Exercise goal: Look through the data below and, wherever a line carries the word "endpointResult", please copy that line.
╭─ Supplied information
PR #971, opened 2025-10-22
Cookie subdomain sharing

BilalG1:
## Summary by CodeRabbit

- **New Features**
  - Projects now expose a domains field in the client API.
  - Cookie API expanded: domain and secure options added, plus getAll and isSecure helpers.

- **Refactor**
  - Domain-aware cookie and token handling for cross-domain refresh flows.
  - Minor signature/formatting tweaks to IP and URL utilities.

- **Tests**
  - E2E coverage added: refresh-cookie scenarios and a project scaffolding test.
  - Backend snapshot updated to include domains.

- **Chores**
  - Added a new dependency for domain parsing.

### DIFF
--- a/apps/backend/src/app/api/latest/auth/password/sign-in/route.tsx
+++ b/apps/backend/src/app/api/latest/auth/password/sign-in/route.tsx
@@ -20,7 +20,7 @@ export const POST = createSmartRouteHandler({
       tenancy: adaptSchema,
     }).defined(),
     body: yupObject({
-      email: emailSchema.defined(),
+      email: emailSchema.defined().nonEmpty(),
       password: passwordSchema.defined(),
     }).defined(),
   }),
--- a/apps/backend/src/app/api/latest/internal/send-test-webhook/route.tsx
+++ b/apps/backend/src/app/api/latest/internal/send-test-webhook/route.tsx
@@ -1,0 +1,107 @@
+import { getSvixClient } from "@/lib/webhooks";
+import { createSmartRouteHandler } from "@/route-handlers/smart-route-handler";
+import { adaptSchema, adminAuthTypeSchema, yupBoolean, yupNumber, yupObject, yupString } from "@stackframe/stack-shared/dist/schema-fields";
+import { captureError, StackAssertionError } from "@stackframe/stack-shared/dist/utils/errors";
+import { Result } from "@stackframe/stack-shared/dist/utils/results";
+import { MessageStatus } from "svix";
+
+export const POST = createSmartRouteHandler({
+  metadata: {
+    hidden: true,
+  },
+  request: yupObject({
+    auth: yupObject({
+      type: adminAuthTypeSchema,
+      tenancy: adaptSchema.defined(),
+    }).defined(),
+    body: yupObject({
+      endpoint_id: yupString().defined(),
+    }).defined(),
+    method: yupString().oneOf(["POST"]).defined(),
+  }),
+  response: yupObject({
+    statusCode: yupNumber().oneOf([200]).defined(),
+    bodyType: yupString().oneOf(["json"]).defined(),
+    body: yupObject({
+      success: yupBoolean().defined(),
+      error_message: yupString().optional(),
+    }).defined(),
+  }),
+  handler: async ({ auth, body }) => {
+    const projectId = auth.tenancy.project.id;
+    const svix = getSvixClient();
+
+    await svix.application.getOrCreate({ uid: projectId, name: projectId });
+    const endpointResult = await Result.fromPromise(svix.endpoint.get(projectId, body.endpoint_id));
+    if (endpointResult.status === "error") {
+      return {
+        statusCode: 200,
+        bodyType: "json",
+        body: {
+          success: false,
+          error_message: "Endpoint not found. Make sure it still exists.",
+        },
+      };
+    }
╰─
Answer box:
+    const endpointResult = await Result.fromPromise(svix.endpoint.get(projectId, body.endpoint_id));
+    if (endpointResult.status === "error") {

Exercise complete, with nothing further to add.